Sin dall’inizio dell’anno, Formiche.net ha
avvertito che si sta pesando di inasprire quella tassa sul morto (l’imposta di
successione) la quale quando esisteva comportava un gettito inferiore ai costi
di amministrazione da parte dell’Agenzia delle Entrate. Il progetto sta andando
avanti tanto che, ai loro clienti di riguardo, premurosi banchieri suggeriscono
di investire all’estero o di portare i loro risparmi in filiali di diritto
straniero degli istituti.
Un articolo della legge di stabilità
in confezione porterebbe da un milione a 200.000 euro la franchigia per coniuge
e figli a un aliquota dell’8% per gli eredi diretti che giungerebbe al 20% per
i soggetti terzi. Dato che non sono vietati legittimi movimenti di capitale, la
tassa sul morto colpirebbe essenzialmente la proprietà immobiliare: si
tratterebbe quindi di una patrimoniale sugli immobili. Per questo motivo, in
questo periodo, gli studi notarili sono molto occupati per istituire fondazioni
e società in accomandita semplice , alcuni tra i pochi strumenti per chi ha
due-quattro appartamenti e vuole minimizzare il costo della patrimoniale in
maschera.
In aggiunta, la tassa sul povero
resterebbe tale e quale a 7.500 euro l’anno di no tax area per i dipendenti (ma
forse verrebbe portata a 8.000 per i pensionati, inviperiti per il blocco delle
indicizzazioni e i vari contributi di solidarietà) e non si farebbe un bel
nulla sulla tassa sul povero immigrato.
Questo è tema di cui non si ama
parlare, anche se tutti si riempiono la bocca di aiuti ai Paesi di provenienza
per farli restare a casa propria. Le rimesse degli emigranti ammontano a 440
miliardi di dollari, molto di più di tutto l’aiuto pubblico allo sviluppo.

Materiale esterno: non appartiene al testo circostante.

PR #1673, opened 2024-11-21
Fix: vertical bar broken in chart/gear acitivity (issue: #1646)

AdityaKrSingh26:
Fixed the broken vertical line in Chart/Gears activities, ensuring its applicable on all plaforms (issue: #1646)

Steps:
- Divided the toolbar in two parts left and right, used` dislay: flex` and `justify-content: space-between` to move both the part to ends of both side of screen. and used `dislay: flex` and `align-item:centre` to move hr to correct position.
- Earlier the negative margin was causing the cross platform issue for hr. Removed the negative margin.

### Chrome:
image
image

### Firefox:
image
image

### Electron.js app:
image
image

### DIFF
--- a/activities/Chart.activity/index.html
+++ b/activities/Chart.activity/index.html
@@ -21,7 +21,6 @@
 	<body oncontextmenu="return false;">
 		<div id="app" :class="{fullscreen: isFullscreen}">
 			<sugar-toolbar ref="SugarToolbar">
-				<div id="toolbar-left">
 				<sugar-toolitem ref="activityPal" id="activity-button"></sugar-toolitem>
 				<sugar-toolitem
 					ref="sharedPal"
@@ -34,19 +33,19 @@
 					v-if="SugarPresence"
 				></sugar-toolitem>
 
-				<hr />
+				<div class="seprator-line"></div>
 				<sugar-toolitem id="add-button" :title="l10n.stringAddValue" @click="addData"></sugar-toolitem>
 				<sugar-toolitem id="remove-button" :title="l10n.stringRemoveValue" @click="removeData"></sugar-toolitem>
 
-				<hr />
+				<div class="seprator-line"></div>
 				<template v-for="(string, key) in CHART_TYPES" :key="key">
 					<sugar-toolitem @click="setChartType(key)" :id="`${key}-chart-button`" :class="{active: pref.chartType==key}" :title="l10n[string]"></sugar-toolitem>
 				</template>
 				<sugar-toolitem id="csv-button" :class="{active: pref.chartType == 'csvMode'}"  @click="setChartType('csvMode')" :title=l10n.stringViewCsv></sugar-toolitem>
-				<hr />
+				<div class="seprator-line"></div>
 				<sugar-toolitem id="config-button" @click="toggleConfig" class="invoker" :class="{active: configActive}" :title="l10n.stringConfigs"></sugar-toolitem>
 				<sugar-toolitem id="text-palette-button" @click="toggleTextPal" class="invoker" :class="{active: textPalActive}" :title="l10n.stringConfigs"></sugar-toolitem>
-				<hr />
+				<div class="seprator-line"></div>
 				<sugar-toolitem 
 					id="export-button" 
 					ref="exportPal"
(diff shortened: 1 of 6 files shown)


activities/Chart.activity/index.html
```diff
@@ -21,45 +21,49 @@
...
+					<sugar-toolitem
+						ref="sharedPal"
+						id="network-button"
+						:title="l10n.stringNetwork"
+						palette-file="sugar-web/graphics/presencepalette"
+						palette-class="PresencePalette"
+						palette-event="shared"
+						@shared="SugarPresence.onShared"
+						v-if="SugarPresence"
+					></sugar-toolitem>
```
llaske, line 35: Do not change indentation.

activities/Chart.activity/index.html
```diff
@@ -21,45 +21,49 @@
...
-					v-bind:title="l10n.stringExportSettings" 
-					palette-file="lib/js/palettes/exportpalette.js"
-					palette-class="ExportPalette"
-					palette-event="export-file"
-					@export-file="exportFile"
-					:title="l10n.stringExportSettings"
-				></sugar-toolitem>
+					<hr />
+					<sugar-toolitem id="add-button" :title="l10n.stringAddValue" @click="addData"></sugar-toolitem>
+					<sugar-toolitem id="remove-button" :title="l10n.stringRemoveValue" @click="removeData"></sugar-toolitem>
```
llaske, line 39: Do not change indentation.

activities/Chart.activity/lib/sugar-web/graphics/css/sugar-96dpi.css
```diff
@@ -26,16 +26,23 @@ a {
...
+  display: flex;
+  align-items: center;
+}
 /* Toolbar separator */
 .toolbar hr {
   display: inline-block;
   height: 33px;
   margin: 2.5px;
-  margin-bottom: -17px;
+  /* margin-bottom: -17px; */
```
llaske, line 45: Do not let commented code.

llaske (changes requested):
I guess it's related to your IDE settings but do not change file indentation.
Only lines updated should be in the PR.

AdityaKrSingh26:
Ok  i will make the changes you mentioned. Thanks

AdityaKrSingh26:
Hey @llaske i have removed the comments and indentation in my latest commit please have a look

llaske:
It works.
You're not supposed to change the library `sugar-96dpi.css` because it's a shared library copied in every activity.
BTW it could be acceptable if it's a minor change. But using `flex` in the toolbar a major change that will impact all activities. Plus split it in left/right has no logical reason. 
Could you find a way to limit the impact to activity css only or to the `hr` element only?

AdityaKrSingh26:
I looked around a bit and found out that the issue with <hr/ > lines not being consistent was `margin-bottom : -17px` the negative margin is causing cross platform issue as different browser interpret negative margin differently (please correct me if i am wrong). While` display : flex `property is consistent on all platforms.

I split right/left because on applying display flex the style class of pull-right was over written so to move the icons in group in 2 sides of screen i used `justify-content : space-between`

AdityaKrSingh26:
One thing that i can think of is that wrapping <hr/> tag with a <div> tag and apply flex property on parent <div> of <hr/>
Is this fine ?

llaske:
I understand your fix but I would like a fix where only the CSS `.toolbar hr` need to be updated.
Upgrading HTML and use a `flex` property will change too many files.

AdityaKrSingh26:
Hey @llaske .... i looked and tried out diffrent css properties for restricting the changes to `<hr/>` tag only but it seems pretty impossible without changing some properties of the parent tag.

As you mentioned we are not supposed to modify the `sugar-96dpi.css` one thing we can do is add the necessary changes in `acitivity.css` of the specific required files

llaske:
@AdityaKrSingh26 that's fine if you can limit change to `activity.css`

AdityaKrSingh26:
@llaske please have a look at the latest commit.

llaske:
It works but I'm not a big fan of using flex because it change the look and the behavior of the toolbar.
Why not replace the HR object by a DIV with a vertical border? It will avoid changing the toolbar itself.

AdityaKrSingh26:
> It works but I'm not a big fan of using flex because it change the look and the behavior of the toolbar. Why not replace the HR object by a DIV with a vertical border? It will avoid changing the toolbar itself.

Ok i will make the changes

AdityaKrSingh26:
> It works but I'm not a big fan of using flex because it change the look and the behavior of the toolbar. Why not replace the HR object by a DIV with a vertical border? It will avoid changing the toolbar itself.

Done. Please have a look

AdityaKrSingh26:
@llaske  Done :+1: 
Firefox:
Screenshot from 2024-12-18 13-57-16


Chrome:
Screenshot from 2024-12-18 13-57-01


Electron:
Screenshot from 2024-12-18 13-56-34

llaske:
Work also on Safari.
Good job, thanks.

AdityaKrSingh26:
> Work also on Safari. Good job, thanks.

Finally. :sob:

Nello Stato indiano del Kerala sono pari al 36% del Pil, nel Tajakistan al 42%,
nelle grandissime Filippine al 10%. Parte di queste somme sono frutto del duro
lavoro di badanti, operai, braccianti, piccoli commercianti ed anche di coloro
che all’estero si sono distinti ed hanno fatto carriera.

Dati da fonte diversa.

Issue #1674, opened 2024-12-10
Listview Popup increasing page length and opening downwards for lower icons.


AdityaKrSingh26:
In list the popup on hovering for lower icons goes out of current screen height and is not fully visible and for bottom icon increases the page length. As shown in the screen recording.

[Screencast from 2024-12-10 23-34-22.webm](https://github.com/user-attachments/assets/ec06435b-f7d5-4677-9488-499fed3d6a20)

AdityaKrSingh26:
Hey @llaske could you please have look at the issue and pr

llaske:
Fixed in https://github.com/llaske/sugarizer/pull/1675

PR #1675, opened 2024-12-10
Fix: Listview popup increasing page length (issue : #1674)

AdityaKrSingh26:
The pr is a fix to issue : #1674. Added line in `js/popup.js` preventing the popup in listview from increasing the page length for bottom icons and going out of page height for lower icons on screen.

Demonstration : 
[Screencast from 2024-12-10 23-42-58.webm](https://github.com/user-attachments/assets/7b50ae2d-1bf7-4647-a410-b5fcf80d509b)


llaske:
Nice. Thanks.

PR #1679, opened 2024-12-19
[+]Chess Game Fix

### LINKED ISSUE #1678: Unusual Draw in Chess Activity
The engine declares draw, even though there is no draw there 
Which can be seen in the Game Recording Provided Below:

https://github.com/user-attachments/assets/8d3ecd92-ef3d-4cb1-9059-25a81159455a

Note :
This is only the one position in the game , there are many positions which can give the result as draw

MostlyKIGuess:
## Fixes #1678  .
-  here's the preview of me running the same game:
https://github.com/user-attachments/assets/c0f7a553-f4d7-4714-9e28-a9beac432df5

## Changes Made:
- Worked on correcting the conditions as per the README of https://github.com/douglasbagnall/p4wn/tree/master .
- The previous conditions was checking perhaps the possibility of the draw and not the draw actually. So it was not needed.
- Essentially it was implementing what was already implemented in the engine, check
 `P4_MOVE_FLAG_DRAW = 64       a draw is available` from the README.
 
## Further Improvements
- The engine is kind of old, I have added comments to understand what conditions is doing what operations.
- We can use the engine's p4_move2string function to easy our approach in the game. ( I shall perhaps create an issue on this and then work on this). 
- Further tests from the original library can be added if using the same engine.

### DIFF
--- a/activities/Chess.activity/js/chessGame.js
+++ b/activities/Chess.activity/js/chessGame.js
@@ -391,18 +391,24 @@ var ChessGame = {
       var start_time = Date.now();
       var possibleMove = this.state.findmove(this.level);
       var delta = Date.now() - start_time;
+
+      // console.log(`Random Move: ${possibleMove}, Delta: ${delta}`);
+
       // game over
-      if (possibleMove.length === 0) {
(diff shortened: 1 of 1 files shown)


MostlyKIGuess:
I accidentally made it into main branch. Apologies

PR #1680, opened 2024-12-19
Chess Game Fix

### LINKED ISSUE #1678: Unusual Draw in Chess Activity

MostlyKIGuess:
## Fixes #1678  .
-  here's the preview of me running the same game:

https://github.com/user-attachments/assets/96f9fdbd-c8db-4f73-afde-d84e622390ee

## Changes Made:
- Worked on correcting the conditions as per the README of https://github.com/douglasbagnall/p4wn/tree/master .
- The previous conditions was checking perhaps the possibility of the draw and not the draw actually. So it was not needed.
- Essentially it was implementing what was already implemented in the engine, check
 `P4_MOVE_FLAG_DRAW = 64       a draw is available` from the README.
 
## Further Improvements

- The engine is kind of old, I have added comments to understand what conditions is doing what operations. And it just repeats move so once the kid learns to beat one level he can just repeat the moves to do the same.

Il nodo – lo rilevò il dimenticato
Rapporto Craxi sul debito dei Paesi in via di sviluppo – è che un buon dieci
per cento invece di raggiungere i beneficiari resta nelle banche dei Paesi
d’immigrazione. Anche a ragione di una struttura di fees ed altri oneri
concordati tra varie associazione bancarie (limitando la concorrenza).

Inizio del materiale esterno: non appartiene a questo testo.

Issue #1191, opened 2023-02-24
In the activity of food chain, the picture of frog shows incomplete


ybwell:
In the activity of the food chain, the picture of the frog during customs clearance sometimes shows incomplete, and the frequency of occurrence is not low.
![111](https://user-images.githubusercontent.com/87561656/221172305-85c598a6-a8cb-4662-9331-be2d21dc7cac.png)
![222](https://user-images.githubusercontent.com/87561656/221172311-2d922c11-8eff-48b2-827e-795a459ecabe.png)

llaske:
Yes, that's true

llaske:
@abhishektiwari47 there is no need to ask permission to work on an issue. See https://github.com/llaske/sugarizer/blob/dev/CONTRIBUTING.md

abhishektiwari47:
Yes,I got it. That could be my previous question....

Vishalk91-4:
@llaske, I found that the image overlap occurs after we have hit a stone, frog is dead but the background with it gets shadowed over

https://github.com/llaske/sugarizer/assets/116670999/648114fe-ecfb-44af-bc5f-3c549a23ee1a

llaske:
> @llaske, I found that the image overlap occurs after we have hit a stone, frog is dead but the background with it gets shadowed over

Interesting. I guess it's related to drawing in canvas.

Vishalk91-4:
> > @llaske, I found that the image overlap occurs after we have hit a stone, frog is dead but the background with it gets shadowed over
> 
> Interesting. I guess it's related to drawing in canvas.

And another thing than can we reduce the padding present at top and bottom in the frog canvas
![image](https://github.com/llaske/sugarizer/assets/116670999/277fcc0a-b14a-4ca7-80eb-a26a6aba184e)
This extra spaces cause the frog to get hit with the stone even when it is at some distance from it

llaske:
Fixed in https://github.com/llaske/sugarizer/pull/1681

PR #1681, opened 2024-12-22
Picture of frog and rocks is sometimes incomplete in Foodchain activity 

AdityaKrSingh26:
### Fix to issue : #1191 

**Issues:**
- Picutre of frog is sometimes incomplete when overlapping with other images.
- On collision of frog with rock erases some parts of the rock making the image of rock as incomplete.

**Fix:**
Whenever the frog collides with a rocks they rocks are erased from canvas and redrawn.
Whenever the frog and flies overlap frog is redrawn.


llaske:
Nice. Thanks.

Issue #1691, opened 2024-12-29
Pressing the start button in ColorMyWorld activity immediately shows "Congratulations! You finished!" 


AdityaKrSingh26:
In ColorMyWorld activity when you hit the start button immediately when the activity loads it shows the popup of "Congratulations! You finished!" whereas if you wait for some seconds it works normally.
![Screenshot from 2024-12-29 12-53-07](https://github.com/user-attachments/assets/d8913d6f-653b-4af4-b162-8a8f42c14300)

https://github.com/user-attachments/assets/f6231e78-5376-4060-a7a0-c970272bec70

AdityaKrSingh26:
@llaske please have a look at this

llaske:
Fix on https://github.com/llaske/sugarizer/pull/1692

PR #1692, opened 2024-12-29
Add a spinner at start of color my world activity 

AdityaKrSingh26:
**Fix to issue** : #1691

**Issue** : Features take 2 seconds to load and if start button is pressed before that it shows a popup -> "Congratulations! You finished!" 

**Fix** : Add a loader screen for 2 seconds so that the activity loads completely in meantime 

[Screencast from 2024-12-29 13-21-03.webm](https://github.com/user-attachments/assets/c3216116-55e5-4891-ba0f-d90f0968ef4d)


llaske:
Disable the whole screen give a bad experience to users.
Plus the spinner is not the one use in Sugarizer.
Hard coding 2 seconds wait is not a good practice: it could be more or less depending on the device and the network connection.

The better solution will be to detect when the initialization is done and disable the button until it happens.

AdityaKrSingh26:
> Disable the whole screen give a bad experience to users. Plus the spinner is not the one use in Sugarizer. Hard coding 2 seconds wait is not a good practice: it could be more or less depending on the device and the network connection.
> 
> The better solution will be to detect when the initialization is done and disable the button until it happens.

okay i will work on this and fix it

AdityaKrSingh26:
Is this good enough ? 
Screenshot from 2024-12-30 00-08-04

llaske:
Not sure to understand.
You didn't fix the issue, you've just added a spinner.
The idea is to forbid to click on play before initialization is done.

AdityaKrSingh26:
> Not sure to understand. You didn't fix the issue, you've just added a spinner. The idea is to forbid to click on play before initialization is done.

I'm sorry i forgot to push some changes. i have pushed the changes where i am preventing any action on click of run button while activity is loading.


https://github.com/user-attachments/assets/f7f2031c-54f5-4e2a-9ebf-3a5e04f8fdec

llaske:
Nice. Thanks.

Issue #1689, opened 2024-12-29
Fullscreen Button Hides Toolbar Instead of Maximizing to Fullscreen


Devmoni:
### Description:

A Palazzo Chigi, alla Farnesina e a
Via Venti Settembre è stato forse dimenticato che nel 2009 il G8 decise di
portare dal dieci al cinque per cento in cinque anni questa vera e propria
tassa sul povero immigrato, che l’Italia è uno dei Paesi che ha fatto di meno
(siamo all’otto per cento) e che ci prendiamo di tanto in tanto occhiatacce.